I’m not sure what solution my accuser would have suggested for my “sinful” state of not being married, but I can totally sympathize with Marty in this week’s BP. Marty has a very transparent conversation with his mother regarding his singleness, and his rage and frustration at the criticism of those around him boils over. Agonizingly, Marty explains to his mother that he is tired of being hurt by rejection all the time. Each time he pursues a woman out of romantic interest or desperation or peer pressure, he makes himself vulnerable to her curt dismissal and a reaffirmation of his bachelorhood. The pain of feeling unwanted leads Marty to shout: “Ma, whaddaya want from me? Whaddaya want from me? I’m miserable enough as it is.” What Marty doesn’t understand (and neither do I) is why people assume that an unmarried person is either flawed or does not desire marriage. It’s not that Marty wants to be single for the rest of his life; he just hasn’t found the right woman yet (until he meets Clara, that is). But his family should be his greatest supporters whether he remains unwed or not.

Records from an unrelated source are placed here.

PR #1150, opened 2022-05-23
fix: correctly run `.matches` when passing regex object

### LINKED ISSUE #1127: .matches failing when passing regex instead of pattern
## Describe the bug

It appears that passing a regex causes the validation to fail sometimes

Here's the typings just to show that regexps are allowed:

image

## To Reproduce

**FAILS**

image

image

image

**FAILS**
image

**PASSES**
image

## Expected behavior

The validation should always pass or always fail

## Current behavior

The validation fails sometime (it shouldn't)

## Environment:

- Express-validator version: 6.13.0
- Express version: 4.17.1
- Node 14.18.1

tonysamperi:
Forcing pattern to be string, to cope with lib validator which doesn't reset the RegExp instance
Fixes #1127 

## Description

Fixes matches validation failing one other time, passing regex value with g flag.

I didn't add any tests, because it works exactly as before, but simply extracts the source when passing the regex.

### DIFF
--- a/src/chain/validators-impl.ts
+++ b/src/chain/validators-impl.ts
@@ -337,7 +337,7 @@ export class ValidatorsImpl<Chain> implements Validators<Chain> {
       validator.matches,
       ...(typeof pattern === 'string'
         ? [pattern, modifiers]
-        : [pattern.source, ...[new Set((modifiers || '') + pattern.flags)].join('')]),
+        : [pattern.source, [...new Set((modifiers || '') + pattern.flags)].join('')]),
     ]);
   }
 }
--- a/src/chain/validators-impl.ts
+++ b/src/chain/validators-impl.ts
@@ -333,8 +333,7 @@ export class ValidatorsImpl<Chain> implements Validators<Chain> {
     return this.addStandardValidation(validator.isWhitelisted, chars);
   }
   matches(pattern: RegExp | string, modifiers?: string) {
-    return this.addStandardValidation.apply([
-      this,
+    return this.addStandardValidation.apply(this, [
       validator.matches,
       ...(typeof pattern === 'string'
         ? [pattern, modifiers]
--- a/src/chain/validators-impl.ts
+++ b/src/chain/validators-impl.ts
@@ -334,7 +334,7 @@ export class ValidatorsImpl<Chain> implements Validators<Chain> {
   }
   matches(pattern: RegExp | string, modifiers?: string) {
     return this.addStandardValidation.apply([
-      null,
+      this,
       validator.matches,
       ...(typeof pattern === 'string'
         ? [pattern, modifiers]
--- a/src/chain/validators-impl.ts
+++ b/src/chain/validators-impl.ts
@@ -333,10 +333,12 @@ export class ValidatorsImpl<Chain> implements Validators<Chain> {
     return this.addStandardValidation(validator.isWhitelisted, chars);
   }
   matches(pattern: RegExp | string, modifiers?: string) {
-    return this.addStandardValidation(
+    return this.addStandardValidation.apply([
+      null,
       validator.matches,
-      typeof pattern === 'string' ? pattern : pattern.source,
-      modifiers,
-    );
+      ...(typeof pattern === 'string'
+        ? [pattern, modifiers]
+        : [pattern.source, ...[new Set((modifiers || '') + pattern.flags)].join('')]),
+    ]);
   }
 }
--- a/src/chain/validators-impl.ts
+++ b/src/chain/validators-impl.ts
@@ -333,6 +333,10 @@ export class ValidatorsImpl<Chain> implements Validators<Chain> {
     return this.addStandardValidation(validator.isWhitelisted, chars);
   }
   matches(pattern: RegExp | string, modifiers?: string) {
-    return this.addStandardValidation(validator.matches, pattern, modifiers);
+    return this.addStandardValidation(
+      validator.matches,
+      typeof pattern === 'string' ? pattern : pattern.source,
+      modifiers,
+    );
   }
 }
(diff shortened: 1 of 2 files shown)


src/chain/validators-impl.ts
```diff
@@ -333,6 +333,10 @@ export class ValidatorsImpl<Chain> implements Validators<Chain> {
     return this.addStandardValidation(validator.isWhitelisted, chars);
   }
   matches(pattern: RegExp | string, modifiers?: string) {
-    return this.addStandardValidation(validator.matches, pattern, modifiers);
+    return this.addStandardValidation(
+      validator.matches,
+      typeof pattern === 'string' ? pattern : pattern.source,
+      modifiers,
```
fedeci, line 339: Isn't this counter-intuitive?
I mean this means that a user specifying a regex object with flags need to also set the optional modifiers separately
e.g.
```js 
  .matches(/foo/g) // => becomes /foo/
  .matches(/foo/g, 'g') // => is correctly /foo/g
```

fedeci (commented):
Hey @tonysamperi thanks for the PR, I am unsure how this fixes the linked issue, validator.js correctly handles passed in regex objects ([ref](https://github.com/validatorjs/validator.js/blob/cfcf9113c69b97477c409909a8729fa8efa0d595/src/lib/matches.js#L1-L9))

src/chain/validators-impl.ts
tonysamperi: Hi, yes, I forgot about the flags...I'll fix it tomorrow...

tonysamperi:
> Hey @tonysamperi thanks for the PR, I am unsure how this fixes the linked issue, validator.js correctly handles passed in regex objects ([ref](https://github.com/validatorjs/validator.js/blob/cfcf9113c69b97477c409909a8729fa8efa0d595/src/lib/matches.js#L1-L9))

Hi Federico, it fixes the problem I discovered (yes, I'm KikoCosmetics) in #1127.
Basically when you pass a RegExp instance to express-validator, its instance gets preserved.
I noticed that in lib "validator", if pattern is string, a new RegExp gets instantiated, but if it's not (which is the case), it gets used as it is. Which means that after the first match, the lastIndex on the instance won't be 0, causing the second test to fail.
The idea of my fix was passing always a string, so that the test is done with a fresh RegExp instance every time.
This for sure is how express-validator should be intended to work. 
I don't know if the behaviour of lib "validator" should be considered faulty.

Let me know what you think...we can also chat in Italian if it helps to better understand each other :)

fedeci:
Don't worry I got that later, I totally missed that explanation in the issue! I've also already updated the validatorjs issue to ask them to start using `.match`. Thanks for the fix!

tonysamperi:
Hi @fedeci I just added a commit...
I had to do something to merge regex flags with additional modifiers...
That's the cleanest way I could think of...
How does it look?

image

gustavohenke (approved):
Looks pretty solid and flexible to me 🙂  happy if @fedeci is

src/chain/validators-impl.ts
```diff
@@ -333,6 +333,11 @@ export class ValidatorsImpl<Chain> implements Validators<Chain> {
     return this.addStandardValidation(validator.isWhitelisted, chars);
   }
   matches(pattern: RegExp | string, modifiers?: string) {
-    return this.addStandardValidation(validator.matches, pattern, modifiers);
+    return this.addStandardValidation.apply(this, [
+      validator.matches,
+      ...(typeof pattern === 'string'
+        ? [pattern, modifiers]
+        : [pattern.source, ...[new Set((modifiers || '') + pattern.flags)].join('')]),
+    ]);
```
fedeci, line 341: Just a super nitpick, can we use a ternary expression or an if statement, instead of the apply? That's definitely correct but makes the code harder to read for new developers.

fedeci: And can you add a couple tests to check that the flags added after the regex are effectively passed to the `addStandatdValidation` function?

tonysamperi: No problem for the tests,
But removing the apply would mean duplicate entirely the call to addStandardValidation...
I'd say that new developers shouldn't be supposed to touch such a piece of code!
I was reluctant myself despite several years of experience! 😅
Also remember that if they fix validator library we can revert this change! 😉

fedeci: That's a nice opinion and I'm fine to keep it as is, I'll open a PR and push to get that merged in asap!

fedeci: > And can you add a couple tests to check that the flags added after the regex are effectively passed to the addStandatdValidation function?

An even better testing way would be to reproduce the same regex in the issue, calling the method twice and asserting that the validation is passed both times.

tonysamperi: Ok I'll add the tests tomorrow!
Thanks!!

fedeci: Great! Thank you!

tonysamperi: Good thing you asked for the tests...The spread was misplaced...

fedeci:
Has this been closed for any particular reason? I'm sorry for the long delay in re-reviewing this PR!

tonysamperi:
Hi I needed to delete the repo, I did some cleanup of my github account.
At this point maybe they'll fix on validator.js side and we won't need this!

tonysamperi:
I can create another if you guys want btw

fedeci:
I see it really though they will fix soon, they are likely slower then us because they tend to wait to merge all PRs at once. If you prefer I can create this PR from your commit again tomorrow (you will get the commit credits so it should be fine). Let me know!

tonysamperi:
Don't worry I'll do some magic and maybe it will let me reopen this (I don't know if I can trick github by using the same branch name 😂)

Bye!

tonysamperi:
Sadly, no, it won't let me reopen this PR. :(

There is one thing about Marty and Clara’s relationship that bothers me a tad. The film makes clear that they are misfits in the game of love. They are (supposed to be) unattractive and too old. Marty is 34, and it can be argued he is a man in his prime—contemplating an offer to purchase his own business, financially stable, spiritually mature, etc. But Clara, though also established in the professional world as a chemistry teacher considering accepting a position as head of a school’s science program, is 29. What irks me about this is that, although it is odd for a man to be unmarried in his mid-30s, the movie can work with Marty’s age. However, the female lead must be in her 20s still—oh, she is much older than society would accept as a proper age for marrying, but leaving Clara in her 20s allows her the possibility of fulfilling the woman’s proper role as mother—a female familial/social position the film has a lot to say about (though that’s not the focus of this particular post—sorry!).
So then there’s Sarah (that’s me!) watching this film at the ripe old age of 30-something (where did the time go!?). Still single. Still told by family and society that I’m missing out on a full life and am not living up to my potential. Why excuse me, I’ll just go out and grab the first 30-something-year-old dude who happens to pass by…That was a joke, friends. Anyhow, just to be clear, I am a complete person in my own right (like Marty). God has “fearfully and wonderfully” made me, and I am a child of the King–cherished, empowered, completely held in His hands. He will “direct my paths” and “meet all my needs.” I “lack no good thing.” And if Prince Charming comes along some day…well, we’ll just cross that bridge if/when we get there. In conclusion, Marty and I say it’s ok, single people, it’s ok.